Comment by notacoward

11 years ago

Humorous answer: Maybe I can't invert a tree, but watch me flip this table.

Serious answer: Companies that pull this crap deserve to starve and die.

What specifically are you objecting to? That specific question? Writing code on a whiteboard?

How would you interview software engineering candidates?

  • If you rate engineers on their ability to memorize something they could have looked up on Google in 5 seconds, what are you really actually testing?

    If you're not at Google's scale, a take-home test that involves them producing a working solution to a problem in their own time, that you then expect them to be able to discuss, reason about, justify, and so on is a much better tool; even at Google's scale, where you might be worried people who copy answers off the net, have them bring the laptop they used in, and then get them to expand upon their solution.

    All that said, I'd be surprised if that was the only factor at play. The Twitter comment itself seems to indicate a - uh - cultural fit issue. Additionally, and with no actual knowledge of the insides of HomeBrew, that a piece of software is widely used isn't evidence that the author is an excellent (or even good) developer.

    • >If you rate engineers on their ability to memorize something they could have looked up on Google in 5 seconds, what are you really actually testing?

      Repeating what I said earlier - You can't build a plane by opening a physics textbook. Starting with a LARGE pool of fundamental and higher order building blocks allows you to fit them together using whatever skill/talent you have at solving problems, in a MUCH shorter time than someone who doesn't.

      Someone who constantly google's basic stuff is a net drag on a team's productivity. Rather than operating at their skill level, they're constantly being distracted by having to task-switch and waste hours researching stuff.

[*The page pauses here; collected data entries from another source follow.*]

PR #1555, opened 2023-05-08
Implement social media reactions

matteosz:
This PR introduces the reactions for social media also in FE2. 
The three possible reactions as in FE1 are: 👍🏼 👎🏼 ❤️ 
As in FE1: 
- 👍🏼 and 👎🏼 are mutually exclusive
- ❤️ reaction is indepedent from 👍🏼 👎🏼 (so it's not exclusive)

The reactions are sent to the channel social/reactions, which the client subscribes to after the close roll call.
The client has the visibility on the reactions and can interact with them only if it has a valid pop token.

Recording of the UI behaviour:

[recording](https://user-images.githubusercontent.com/83547952/236790052-fc6174cf-436e-483c-9804-65ee157aa08f.webm)


simone-kalbermatter (changes requested):
Looks very good to me, code is clean, well documented and tested! Just a detail for the UI: could you change the colors of the icons to match the blue app theme (or maybe black) please?

fe2-android/app/src/main/java/com/github/dedis/popstellar/utility/handler/data/ReactionHandler.java
```diff
@@ -0,0 +1,70 @@
...
+  private final LAORepository laoRepo;
+  private final SocialMediaRepository socialMediaRepo;
+
+  @Inject
+  public ReactionHandler(LAORepository laoRepo, SocialMediaRepository socialMediaRepo) {
+    this.laoRepo = laoRepo;
+    this.socialMediaRepo = socialMediaRepo;
+  }
+
+  public void handleAddReaction(HandlerContext context, AddReaction addReaction)
```
simone-kalbermatter, line 33: I just noticed that documenation is missing here, also for `handleDeleteReaction`

matteosz:
> Looks very good to me, code is clean, well documented and tested! Just a detail for the UI: could you change the colors of the icons to match the blue app theme (or maybe black) please?

Sure, I updated the UI using the app theme blue color. 
Here there are some screenshots:

Warhedgehog (approved):
Great work! I've seen no point needing improvement 👍

simone-kalbermatter (approved):
LGTM!

PR #1558, opened 2023-05-09
Add qrcode generation for popcha challenge in be2-scala

Jharaxus:
The result obtained can be observed by adding
```scala
println(f"Example of authentication request: \n" +
  s"http://${config.interface}:${config.port}/${config.authenticationPath}?" +
  "response_type=id_token%20token&client_id=10&redirect_uri=https%3A%2F%2Fclient.example.org%2Fcb" +
  "&scope=openid%20profile&state=abcd&nonce=42&login_hint=42")
```
in `Server.scala` line 99 and going on the link printed in the terminal.


K1li4nL (changes requested):
Beside the small library issue and the question it looks good to me, well done ! 
I thought for a bit about testing qrcode generation but I haven't got much ideas so... I suppose manual testing is enough

be2-scala/src/main/scala/ch/epfl/pop/authentication/QRCodeChallengeGenerator.scala
```diff
@@ -0,0 +1,76 @@
...
+
+    HttpEntity(ContentTypes.`text/html(UTF-8)`, challengePage)
+  }
+
+  private def fromMatrixToHTML(matrix: ByteMatrix): String = {
+    if (matrix.getWidth != matrix.getHeight)
+      return "invalid qrcode matrix"
+
+    val svgHtmlOpenTag =
+      s"<svg width=\"$qrcodeTotalSize\" height=\"$qrcodeTotalSize\"\n" +
```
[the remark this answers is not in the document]
Jharaxus: Yes they are hard-coded and do not scale with the screen size. I'll see with the web front-end team if they have any idea regarding how to improve that, but this is not the final version of the page template anyway so it should be fixed later on.

be2-scala/src/main/scala/ch/epfl/pop/authentication/QRCodeChallengeGenerator.scala
```diff
@@ -0,0 +1,76 @@
...
+    */
+  def generateChallengeContent(content: String): ResponseEntity = {
+    val encodedContent = Encoder.encode(content, ErrorCorrectionLevel.H)
+    val htmlQRCode = fromMatrixToHTML(encodedContent.getMatrix)
+
+    val templateFile = Source.fromFile(templateFileName)
+    val lines = for {
+      line <- templateFile.getLines()
+      substitutedLine = line.replace(webTemplateQRCodeTemplate, htmlQRCode)
+    } yield substitutedLine
```
K1li4nL, line 34: This should be my last comment before approval, I believe you forgot to close the stream

K1li4nL (changes requested):

be2-scala/src/main/scala/ch/epfl/pop/authentication/QRCodeChallengeGenerator.scala
Jharaxus: fixed !

K1li4nL (approved):
LGTM !

Ajkunas (approved):
Clean code !

PR #1559, opened 2023-05-10
Add greet server and peers to greet lao

MariemBaccari:
This PR implements the greet server on the go backend and adds the peers addresses' to the greet lao.

When a server opens a connection with another server, it sends a greet server message to it containing its info (public key, client and server full addresses). When a server receives a greet server message, it either greets back or doesn't do anything if it already greeted said server. 

It also adds the possibility of specifying the client and server addresses instead of computing them directly so that the correct ones (which include ws:// or wss://) are displayed in the greet lao and greet server messages. It can also be convenient during deployment. If they are not provided, "ws://" is assumed which is convenient when using the servers locally.

There's a high number of files that were modified but it's mainly because I needed to add an argument and a function to the Hub which allows passing the client and server addresses directly to the hub but required modifying all the `fakeHub` instances in the test classes.


be1-go/hub/standard_hub/message_handling.go
```diff
@@ -494,6 +494,32 @@ func (h *Hub) handleGetMessagesById(socket socket.Socket,
...
+	var greetServer method.GreetServer
+
+	err := json.Unmarshal(byteMessage, &greetServer)
+	if err != nil {
+		return xerrors.Errorf("failed to unmarshal greetServer message: %v", err)
+	}
+
+	h.Lock()
+	// store information about the server
+	h.peersInfo[socket.ID()] = greetServer.Params
```
Nazianzenov, line 507: Could be good to add methods for hub, like "AddPeersInfo", to avoid locking and unlocking every time.

be1-go/hub/standard_hub/mod.go
```diff
@@ -568,6 +617,18 @@ func (h *Hub) NotifyNewChannel(channelID string, channel channel.Channel, sock s
 	h.Unlock()
 }
 
+func (h *Hub) GetPeersInfo() []method.ServerInfo {
```
Nazianzenov, line 620: Good method!

Nazianzenov (approved):
Looks good to me. Given  my comments, i would suggest to be careful with locks, and try to have helper methods to use them in, in order to avoid having locks everywhere and potentially forgetting one. But otherwise LGTM, clean code!

Anghul (approved):
Nothing to add to the comments already done, good jub

PR #1560, opened 2023-05-10
Refactoring of the auth server

Nazianzenov:
* changing the signature of the constructor, adding the path of the html template as parameter, removing the endpoint parameter.
* refactoring of the constant, making them private
* adding comments for clarity
* adding a new parameter "response mode", optional
* testing the validity of this parameter


Anghul (approved):
LGTM

PR #1568, opened 2023-05-16
Fix witness signature checking and add pending signatures 

MariemBaccari:
This PR aims to fix the witness signature checking by adding the decoding operation before the check. 
It also adds the possibility of accepting signatures for messages we haven't yet received and adding them when they arrive. For that purpose, it modifies the hub interface for the channels so that we can notify the hub when we receive a new signature. That way, it can also be added to the hub inbox which is used for sending the heartbeats.


Nazianzenov (dismissed):
Looks good to me. Besides the refactoring or the NotifyWitnessMessage, the test and pending signature code looks clean.

Anghul (dismissed):
LGTM

Anghul (approved):

PR #1569, opened 2023-05-16
Remove the cash, and notifications from the fe1 home screen

MeKHell:
This very tiny PR will remove the digital cash and notification features from the home screen. 
The notification is currently only used by witnessing, therefor it is not useful and part of release.
image

### DIFF
--- a/fe1-web/src/features/index.ts
+++ b/fe1-web/src/features/index.ts
@@ -22,7 +22,6 @@ export function configureFeatures() {
   // configure features
   const eventConfiguration = events.configure();
   const walletConfiguration = wallet.configure();
-  const digitalCashConfiguration = digitalCash.configure();
 
   const notificationConfiguration = notification.configure();
   const laoConfiguration = lao.configure({ registry: messageRegistry });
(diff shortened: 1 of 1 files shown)


fe1-web/src/features/index.ts
```diff
@@ -22,7 +22,6 @@ export function configureFeatures() {
   // configure features
   const eventConfiguration = events.configure();
   const walletConfiguration = wallet.configure();
-  const digitalCashConfiguration = digitalCash.configure();
 
   const notificationConfiguration = notification.configure();
```
dayan9265, line 26: Is there a reason to have kept the configuration of the notification?

MeKHell: I removed only the necessary code and the one that was not used anymore. digitalCashConfiguration is still used even id it is not necessary

Tyratox: Ah I see, `digitalCashConfiguration` was not used anywhere else 👍. I might consider leaving `digitalCash.configure();` without assigning it to a variable so that the front-end doesn't break if unknown messages are received but this is up to you.

Tyratox (approved):
LGTM:)

PR #1570, opened 2023-05-16
Add config file watch service

K1li4nL:
This pr adds the ability for the system to react on the fly to changes in the config files added in #1519. 

Limitations: Without greet_server implementation we are still susceptible to having double connections (A to B and B to A, over two websockets).

### DIFF
--- a/be2-scala/src/main/scala/ch/epfl/pop/decentralized/Monitor.scala
+++ b/be2-scala/src/main/scala/ch/epfl/pop/decentralized/Monitor.scala
@@ -115,8 +115,8 @@ private class FileMonitor(mediatorRef: ActorRef) extends Runnable {
           if (serverPeersListPath.endsWith(event.context().toString)) {
             mediatorRef ! ConnectionMediator.ConnectTo(readServerPeers())
           }
-          watchKey.reset()
         }
+        watchKey.reset()
       }
     } catch {
       case _: InterruptedException =>
--- a/be2-scala/src/main/scala/ch/epfl/pop/decentralized/Monitor.scala
+++ b/be2-scala/src/main/scala/ch/epfl/pop/decentralized/Monitor.scala
@@ -4,12 +4,16 @@ import akka.NotUsed
 import akka.actor.{Actor, ActorLogging, ActorRef, Props, Timers}
 import akka.event.LoggingReceive
 import akka.stream.scaladsl.Sink
+import ch.epfl.pop.config.RuntimeEnvironment.{readServerPeers, serverPeersListPath}
 import ch.epfl.pop.decentralized.Monitor.TriggerHeartbeat
 import ch.epfl.pop.model.network.JsonRpcRequest
 import ch.epfl.pop.model.network.method.ParamsWithMap
 import ch.epfl.pop.pubsub.graph.GraphMessage
 
+import java.nio.file.{Path, WatchService}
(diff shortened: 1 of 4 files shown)


be2-scala/src/main/scala/ch/epfl/pop/decentralized/Monitor.scala
```diff
@@ -86,3 +94,35 @@ object Monitor {
...
+      while (!Thread.currentThread().isInterrupted) {
+        // Blocks until an event happen
+        val watchKey = watchService.take()
+
+        // For any event, read the file and send it
+        for (event <- watchKey.pollEvents().asScala.toList) {
+          if (serverPeersListPath.endsWith(event.context().toString)) {
+            mediatorRef ! ConnectionMediator.ConnectTo(readServerPeers())
+          }
+          watchKey.reset()
```
Jharaxus, line 118: Do you need to do that? The events are already fetched and the watchKey will be deleted by the end of this while loop's scope anyway...

be2-scala/src/test/scala/ch/epfl/pop/decentralized/MonitorSuite.scala
```diff
@@ -99,4 +104,40 @@ class MonitorSuite extends TestKit(ActorSystem("MonitorSuiteActorSystem")) with
...
+    mockConnectionMediator.send(monitorRef, ConnectionMediator.Ping())
+
+    // Expect no message as long as the server peers list is untouched
+    mockConnectionMediator.expectNoMessage(timeout)
+
+    val newContent = List("some", "strings")
+    testWriteToServerPeersConfig(newContent)
+
+    mockConnectionMediator.expectMsgType[ConnectionMediator.ConnectTo](timeout)
+    deleteTestConfig()
```
Jharaxus, line 122: I don't think the test config file will be deleted if the test failed in the previous assertion

Jharaxus (changes requested):
Good job, the tests of `FileMonitor` are very nice !

be2-scala/src/main/scala/ch/epfl/pop/decentralized/Monitor.scala
K1li4nL: As I understood it, this line is mandatory to put the key back from `signalled` into the `ready` state. Even if the variable holding the ref goes out of scope, the key it points to seems to be living as long as the watch service is not cancelled. I am very not comfortable with this... Here is the doc:

be2-scala/src/test/scala/ch/epfl/pop/decentralized/MonitorSuite.scala
K1li4nL: Fixed !

be2-scala/src/main/scala/ch/epfl/pop/decentralized/Monitor.scala
Jharaxus: Ok that makes more sense now!
However I think this should be moved out of the `for` loop then

K1li4nL: I hadn't seen that I think... yes indeed

Jharaxus (approved):

Ajkunas (approved):
LGTM

Issue #1374, opened 2023-02-13
LAO Object handles features that it should not


GabrielFleischer:
The LAO object has too many responsibilities, and they should be decoupled from it.

The remaining features left in the Lao class are :
 - Witnesses
 - Consensus

matteosz:
The witnessing part has been removed, the only feature left now is consensus

PR #1574, opened 2023-05-17
Handle witness signatures

simone-kalbermatter:
This PR adds a handler for witness signature messages. Witness messages are now ordered by newest on top to oldest on the bottom. After signing a witness message, the sign button is disabled and shows the text _signed_. The witness signatures are now visible in the signatures dropdown menu.

I also changed the description of the election setup witness message to display all election questions.


fe2-android/app/src/main/java/com/github/dedis/popstellar/utility/handler/data/WitnessingHandler.java
```diff
@@ -0,0 +1,62 @@
...
+    PublicKey witnessPk = context.getSenderPk();
+
+    // Check that the sender of the message is a witness
+    if (!laoView.getWitnesses().contains(witnessPk)) {
+      throw new InvalidWitnessException(witnessMessageSignature, witnessPk);
+    }
+
+    // Check that a witness message with the given message id exists in the lao
+    MessageID messageID = witnessMessageSignature.getMessageId();
+    WitnessMessage witnessMessage = laoView.getWitnessMessages().get(messageID);
```
matteosz, line 45: As specified in the issue #1374 the LAO should not handle the witness messages, so a custom repository would be far better, but it's your choice whether to postpone it for a future PR or do it now

matteosz (changes requested):
Very good work! Just few suggestions

fe2-android/app/src/main/java/com/github/dedis/popstellar/ui/lao/witness/WitnessMessageListViewAdapter.java
```diff
@@ -111,8 +112,20 @@ public View getView(int position, View convertView, ViewGroup parent) {
...
+      Set<PublicKey> witnessSignatures = witnessMessage.getWitnesses();
+
+      if (witnessSignatures.contains(laoViewModel.getPublicKey())) {
+        // The user already signed the message
+        binding.signMessageButton.setEnabled(false);
+        binding.signMessageButton.setText("Signed");
+      } else {
+        binding.signMessageButton.setEnabled(true);
+        binding.signMessageButton.setText("Sign");
+        View.OnClickListener listener =
```
matteosz, line 124: Last thing that I forgot, could you use string resources here? As a general principle each displayed string should be an Android resource

matteosz (changes requested):

fe2-android/app/src/main/java/com/github/dedis/popstellar/utility/handler/data/WitnessingHandler.java
simone-kalbermatter: Yes I saw that, but decided to keep the larger refactoring of adding the witness repo for another PR.

fe2-android/app/src/main/java/com/github/dedis/popstellar/model/objects/Lao.java
```diff
@@ -77,7 +77,7 @@ public Lao(
     this.organizer = organizer;
     this.modificationId = modificationId;
     this.witnesses = new HashSet<>(witnesses);
-    this.witnessMessages = new HashMap<>(witnessMessages);
+    this.witnessMessages = new LinkedHashMap<>(witnessMessages);
```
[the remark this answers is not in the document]
simone-kalbermatter: The `LinkedHashMap` works for ordering the messages, the problem was caused by dropping signed messages to the bottom of the list. This caused inconsistencies depending on if the witness messages were signed one after another or in a random order. I changed the order now to be fixed, regardless wether the message was signed or not. The oldest messages are now on the bottom, and newest on top.

matteosz (approved):
LGTM!

Warhedgehog (approved):
Great Work, well documented and tested !

PR #1571, opened 2023-05-16
Add persistence layers to the application #2

matteosz:
This PR follows #1528 to address the issue #1383. 

In details, here I implemented a persistence layer for:
- ElectionRepository
- RollcallRepository

Also, there's an improvement fix for some tests and the disposables of the asynchronous calls.

PR #1575, opened 2023-05-18
Add persistence layers to the application #3 

### LINKED ISSUE #1383: Add a persistence layer in the repositories
The current persistence system is straightforward.

It stores the wallet seed, current server address and subscribed channels.
When the app loads data from storage, it will retrieve and process every message.

This is very heavy, and storing the actual state of the app rather than how to get to it is necessary.

The easiest way to do that is to add a persistence layer in the repositories that stores/loads data.

(A caching layer might be a great addition to avoid unnecessary io accesses)

matteosz:
This PR follows #1571 and finally resolves #1383. 

In details, here I implemented a persistence layer for:
- MeetingRepository
- SocialMediaRepository
- DigitalCashRepository

The only missing things to be persisted remain the WitnessMessages and the ConsensusMessages, for which still there's no a repository , so it will be implemented in the future.


simone-kalbermatter (dismissed):
LGTM!

fe2-android/app/src/main/java/com/github/dedis/popstellar/model/network/serializer/database/JsonChirpSerializer.java
```diff
@@ -0,0 +1,40 @@
+package com.github.dedis.popstellar.model.network.serializer.database;
+
+import com.github.dedis.popstellar.model.objects.Chirp;
+import com.github.dedis.popstellar.model.objects.security.MessageID;
+import com.github.dedis.popstellar.model.objects.security.PublicKey;
+import com.google.gson.*;
+
+import java.lang.reflect.Type;
+
+public class JsonChirpSerializer implements JsonSerializer<Chirp>, JsonDeserializer<Chirp> {
```
GabrielFleischer, line 10: I might be missing something, but couldn't you just use the feature of Gson allowing automated parsing ?

https://sites.google.com/site/gson/gson-user-guide#TOC-Object-Examples

Basically, Gson will extract the json elements directly from the fields of a class.
This is bi-directonal and can be fine-tuned with annotations
https://sites.google.com/site/gson/gson-user-guide#TOC-JSON-Field-Naming-Support

You can also exclude a field by marking it transient.

This comment also applies to the other serializers. Probably not all, but simple objects don't need a dedicated serializer.

GabrielFleischer (changes requested):
Very good job !

I had never seen this library in action and it looks very cool !

I left a small comment : 
I think you can make a better use of Gson's magic and simplify a lot of the parsing code.

This is a bit picky, but I couldn't find anything else 😄

PR #1577, opened 2023-05-18
Fix long chirps being cut off scren

dayan9265:
This PR fixes the problem with long chirp with no spaces and no special characters (such as / f.ex) to not be completely shown onscreen. It also fixes the problem with the trashcan not being gray when offline. Here is how it looks like now:

image


Tyratox:
As mentioned yesterday I think it would be good to move the polyfill to `core/platform`, rename it to something more general & import it in App.tsx. Otherwise LGTM 😄

MeKHell (approved):
LGTM

fe1-web/src/features/social/components/ChirpCard.tsx
```diff
@@ -264,6 +265,7 @@ const ChirpCard = ({ chirp, isFirstItem, isLastItem }: IPropTypes) => {
                     name="delete"
                     testID="delete_chirp"
                     onPress={() => setShowDeleteConfirmation(true)}
+                    disabled={reactionsDisabled.delete}
                     size="small"
```
Tyratox, line 269: Good catch! 😁

Tyratox (approved):
LGTM 😁

PR #7581, opened 2022-04-06
Add support for cities in graph's home_as_token option

crericha:
I ran this change against the entire database with strict=true. No games that use home_as_token failed.


crericha:
@outsidePasser FYI

tobymao (approved):

PR #7588, opened 2022-04-08
18Rhl: Speed up route process when the route is illegal

ventusignis:


perwestling (changes requested):
The termini checks ("Route cannot begin/end in a town" and the RGE (8 train) must start/end in specific off-boards) is just inbetween messages that makes increased routes possible. So does this not mean that some increases in routes become discarded, even though they would be legal?

lib/engine/game/g_18_rhl/game.rb
```diff
@@ -210,6 +210,21 @@ class Game < Game::Base
           },
         ].freeze
 
+        def compute_stops(route, train = nil)
+          return super unless route.train.name == '8' && check_distance_throws_game_error(route)
```
tobymao, line 214: don't use unless with multiple statements

perwestling:
One possible fix for the 8 problem and towns is to not give the error for 8 trains. For non-8 trains this error message is not a problem as their routes are much shorter.

ventusignis:
> The termini checks ("Route cannot begin/end in a town" and the RGE (8 train) must start/end in specific off-boards) is just inbetween messages that makes increased routes possible. So does this not mean that some increases in routes become discarded, even though they would be legal?

Looking at how 18Rhl's `check_distance` is implemented, it looks like every case where it raises `GameError`, the set of visits is outright illegal. All that `compute_stops` is doing is picking which of those visits to actually count towards the run. In the cases where the set of visits is outright illegal, no set of picked stops is going to make it legal again. The user is able to keep on clicking additional nodes to make the route legal

I'm not sure how this affects autorouting

JoeB989:
> I'm not sure how this affects autorouting

Auto-routing will continue extending the route when anything raises `GameError`.  So any invalid route that could become valid with more stops should raise `GameError`.  Invalid routes that can't become valid if extended should return a unique error that AR will detect and abort extensions, something like `RouteTooLong` or you could create a new one.

A quick look at `check_distance `seems like most errors should/could abort route extension (return `RouteTooLong` or new error) to shorten AR without losing valid routes.  Only "Route cannot end in a town" (split out from cannot begin/end in a town) needs to still return `GameError` so AR continues extending past the town.

RouteTooLong etc. are derived from GameError so your basic `rescue GameError` is sufficient for non-AR flows.

JoeB989:
To be clear, if you're swallowing GameErrors in AR code flows, that will mess up auto-router processing.  AR needs the to see the raised errors or it will likely not work properly.

JoeB989:
> and the RGE (8 train) must start/end in specific off-boards)

Note: for AR specifically, all routes will be built from both ends, so AR can consider this only as "must begin at".  So the code could return `UniqueError` if !begins, and `GameError` if !begins && ! ends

The internet isn't going to magically know the exact problem you're working on and whether certain data structures or algorithms are appropriate for solving it, or if they need further tuning depending on what your priorities are, or what have you. Getting questions answered, and googling/learning about CS stuff is great on its own, and should be encouraged as much as possible, but it is not a substitute for actually retaining that knowledge.

  • Interviews break most people's intellectual context. Talky/show-me interviews are designed around interviewing MBA "how well can you present yourself" roles, but it completely fails to evaluate a technical person.

    Doing a blind and "surprise me with a clever (or traditional) algorithm" whiteboard interview is a teaching skill, not a coding competency. You have to illustrate, explain, make your self vulnerable while understanding the problem, and work in front of someone while being judged confrontationally. It's not sane. (and glob help you if you don't wrap your entire brain around the problem in the first 5 seconds, then you're clearly subpar and are worth less than dirt even with your 15 years of experience shipping products to millions of users.)

    Google is happy to have 1,000 nerd projects and only one thing that makes money. As long as they continue to interview smart people on technicalities instead of well-roundness and ability to actually contribute or move the company forward, they have no need to fix their insultingly irrelevant interview process.

  • Why not just take a chunk of code the candidate has written that was interesting and talk about it?

    The main problem with interviews [imo] is it grabs stuff the interviewer is familiar with and throws it at the person in the more stressful position of being the interviewee. Its also [often] a very non-standard way of communicating. I don't know about you but all of my communication is via text or graphic, not whiteboard.

    And, honestly, do you care more about the fact they can invert a binary tree from memory? Or that they can learn to in the next hour and implement it?

    My guess is for 90% of jobs, its the second.

    • The point about interviewer vs. interviewee familiarity with the problem is important. It's hard to avoid comparing the interviewee's off-the-cuff solution to one that was researched at leisure and refined over multiple previous interviews. Really damn hard. Psychologists and teachers are trained in avoiding that kind of bias, and still struggle. Very few engineers are equipped to see through the "fog" and interpret a candidate's performance in a useful way. I've only encountered one - a recently former CS prof - and I've been in the business a long time.

  • I think the best way is to give them access to a code base, give them 48 hours and have them submit a pull request for a feature. That way you can see that they can learn the codebase and implement the feature in their own time. During the interview, you can discuss their code and the reasoning behind the implementation details.

    • I once got asked to spin off an ec2 instance from an image provided by the company I applied to, and then answer certain questions about the dataset on that thing. I had to write actual code to obtain the answers. All that had to happen within 24 hours. Then there was an on-site interview where they asked questions about stuff like JVM garbage collector fine-tuning and such. That was the best interview I had, ever.

  • Demonstrating one small part of a real working software engineer's job, by solving an artificial problem in an artificial environment under artificial time constraints, while one or more people with no pedagogical training look on and (sometimes) interfere. The amount of information gained is less than the amount lost from having poisoned the entire rest of the interview environment.